Null Coalescing Operator

This operator looks like this ?? (two question marks). This operator is used on a value that needs to be checked if it exists and is not null. Otherwise, it returns a specified default value. We can use it on multiple chained values as well, and it will return the first value that exists and not null. The following example will help in the illustration.

$user = isset($_GET['user']) ? $_GET['user'] : 'guest';

Starting by grabbing the user from the $_GET[] superglobal, and checking if it exists to where we are assigning it to $user, and if it doesn't, we are just returning a default value. This should look familiar and probably this is what most of the developers do. However, we don't have to write all that code anymore with the null coalescing operator.

$user = $_GET['user'] ?? 'guest';

The above will achieve the same functionality, but with less code to write. And as mentioned, it is "chainable".

$value = $first ?? $second ?? $third ?? 'default value';

Spaceship Operator

The PHP team named it "spaceship operator" regarding of the look of it. It looks like this: <=>. It looks more like the starfighter TIE Interceptor from Star Wars.
Anyways, the spaceship operator is used, like other comparison operators, for comparing two expressions, but the difference is that it combines the comparisons, and that's why it's known as "combined comparison operator."
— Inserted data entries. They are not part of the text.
PR #313, opened 2023-11-10
Fix complaints from a 2021 clippy

saethlin:
I was searching for discussion about this crate and happened to find someone who was confused by the implicit lifetimes. So I locally bumped the edition and looked at what `cargo clippy` complained about. They all seem like reasonable changes to me, and hopefully the explicit lifetimes help out future newcomers.

### DIFF
--- a/src/codec.rs
+++ b/src/codec.rs
@@ -8,5 +8,5 @@ use crate::Packet;
 pub trait PacketCodec {
     type Item;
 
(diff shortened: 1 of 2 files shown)


saethlin:
Yup, that's what I was afraid of. The release of `memchr` 2.6.0 contained an MSRV bump, which means that this crate, unless something is done, has also changed its MSRV.

Wojtek242:
Thanks a lot!

PR #317, opened 2023-11-11
Try to fix windows DLL issue

Wojtek242:


Wojtek242:
Gonna resolve by testing against mocks instead.

PR #320, opened 2023-12-11
add Windows support for capture-stream

### LINKED ISSUE #191: Windows support for `capture-stream` feature
I'm currently using the `pcap-async` crate to perform packet capturing in asynchronous code.
I'm thinking about switching to this crate due to the Windows support via Npcap/WinPcap. But you write that the `capture-stream` feature is only supported on Linux and macOS.

What is the reason for that? Can this be easily fixed?

Freax13:
This PR adds Windows support for capture-stream.

Closes #191

### DIFF
--- a/.github/workflows/ci.yml
+++ b/.github/workflows/ci.yml
@@ -21,10 +21,6 @@ jobs:
         toolchain: [stable, beta]
         profile: ['', --release]
         features: ['', '--all-features']
-        exclude:
-          # capture-stream is not supported on Windows.
-          - os: windows-latest
-            features: '--all-features'
 
     uses: ./.github/workflows/ci-steps.yml
     with:
--- a/Cargo.toml
+++ b/Cargo.toml
@@ -19,13 +19,17 @@ errno = "0.2"
 tokio = { version = "1.0", features = ["net", "rt", "macros", "rt-multi-thread"], optional = true }
 futures = { version = "0.3", optional = true }
 gat-std = { version = "0.1.1", optional = true }
-# these really belong in [dev-dependencies], but can't have optional dev-deps
-# and these libraries would truncate the min support Rust version (MSRV)
-tun-tap = { version = "0.1.3", optional = true }
+# This really belongs in [dev-dependencies], but we can't have optional dev-deps
+# and this libraries would truncate the min support Rust version (MSRV)
 etherparse = { version = "0.13.0", optional = true }
 
 [target.'cfg(target_os = "windows")'.dependencies]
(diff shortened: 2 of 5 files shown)


ColinFinck:
I really hope we can see this in a release soon!

CC @Wojtek242

Wojtek242:
Thanks for the PR @Freax13! I appreciate it and apologies for the delay in responding. I only check in every few months given where this project is at.

This looks like a good PR and would ultimately want to see it merged. The CI however fails as the newer windows-sys crate version no longer works with our MSRV. 

With that said, the stream feature was never required to work on the MSRV due to there being no chance for that ever happening with a dependency on tokio. Do you think it would be possible to hide the newer windows-sys dependency behind the stream feature flag? That way pcap with no features would still work on MSRV and the stream feature could work on a newer rustc version.

Wojtek242:
I would also appreciate some tests for the new feature. I don't work on Windows so I can't even test this manually. I would be willing to relax the MSRV if you could instead provide some unit tests for this MR.

Freax13:
> Thanks for the PR @Freax13! I appreciate it and apologies for the delay in responding. I only check in every few months given where this project is at.
> 
> This looks like a good PR and would ultimately want to see it merged. The CI however fails as the newer windows-sys crate version no longer works with our MSRV.
> 
> With that said, the stream feature was never required to work on the MSRV due to there being no chance for that ever happening with a dependency on tokio. Do you think it would be possible to hide the newer windows-sys dependency behind the stream feature flag? That way pcap with no features would still work on MSRV and the stream feature could work on a newer rustc version.

I reverted the windows-sys bump and inlined the one constant (`INFINITE`) I needed from the newer version.

> I would also appreciate some tests for the new feature. I don't work on Windows so I can't even test this manually. I would be willing to relax the MSRV if you could instead provide some unit tests for this MR.

While I understand the desire for unit tests, I'm not sure how we'd implement them. My main concerns are false positive errors with missing permissions and that I'm not sure how we could generate traffic on a known device. I assume those are also the reasons, this crate currently doesn't have unit tests for active devices (except for `tap_tests.rs`, but AFAICT those tests aren't run in CI).

Freax13:
1f53e0c419c6e70aac37a1ef9a8531845b96a418 broke CI on Windows. This should be fixed by a99e9ccb0a199459261ff79ef16b110fa44487a7.

Wojtek242:
Brilliant, thanks for the PR and addressing the MSRV issues! I can't test if this works, but I trust you guys tested it.

I will push to crates.io tonight or within the next few days.

PR #10492, opened 2022-11-11
docs: add test to verify repository loads code definitions

rexledesma:
### Summary & Motivation
This is a common pattern to verify that user defined code definitions are well formed.

Let's put it in the documentation.

vercel


rexledesma:
@erinkcochran87 will take this over!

It returns -1, 0 or 1 when the first value/expression is respectively less than, equal to, or greater than the second value/expression. It can be achievable, with the same result, using the same old comparison operators, but we just have to combine those, and that's why it's called the "combined comparison operator."

// Integers
echo 1 <=> 1; // 0
echo 1 <=> 2; // -1
echo 2 <=> 1; // 1

// Floats
echo 1.5 <=> 1.5; // 0
echo 1.5 <=> 2.5; // -1
echo 2.5 <=> 1.5; // 1

// Strings
echo "a" <=> "a"; // 0
echo "a" <=> "b"; // -1
echo "b" <=> "a"; // 1

This is how simple it could be used, but it is stronger than that. The following example shows another real world example.

$users = [
    ['name' => 'John', 'age' => 25],
    ['name' => 'Jack', 'age' => 30],
    ['name' => 'James', 'age' => 35],
];

usort($users, function ($firstUser, $secondUser) {
    return $firstUser['age'] <=> $secondUser['age'];
});

We have an array of users, and each element is an array with the name and the age. I want to sort this array of users by their age, and for this, I used the usort() function which is a function to sort an array by values using a user-defined comparison function (the callback). The usort() function expects us to return a -1, 0, or 1, and it just happened that the spaceship operator does that. While that will give us the ascending order of users, we can achieve the descending order by just flipping the $firstUser and $secondUser values in the return statement.

$users = [
    ['name' => 'John', 'age' => 25],
    ['name' => 'Jack', 'age' => 30],
    ['name' => 'James', 'age' => 35],
];

usort($users, function ($firstUser, $secondUser) {
    return $secondUser['age'] <=> $firstUser['age'];
});

Constant Arrays Using define()

Defining an array as a constant was introduced in PHP 5.6 where it can only be used with const. However, with PHP 7, array constants can now be defined with define()

define('API_VERSIONS', [
'v1',
'v2',
'v3'
]);

echo API_VERSIONS[1]; // v2

How is that different? Well, when you define a constant using const, it is being defined at compile time, while using define(), it will be defined at the run time. That means you can't use const during some point of your code, for example in a conditional statement, while you can do that with define().

Anonymous Classes

As the name suggests, this feature in allows us to create a class on the fly. A good example for this could be the Logger class. We used to define a class for debugging and testing reasons.

class Logger {
    public function log($msg)
    {
        echo $msg;
    }
}

class App {

    // Some methods and properties
    // ...

    // setLogger() method
    public function setLogger(Logger logger)
    {
        $this->logger = logger;
    }

    public function someMethod()
    {
        // Some logic here
        $this->logger->log('someMethod() finished!');
    }
}

$app = new App;
$app->setLogger(new Logger());
$app->someMethod(); // someMethod() finished!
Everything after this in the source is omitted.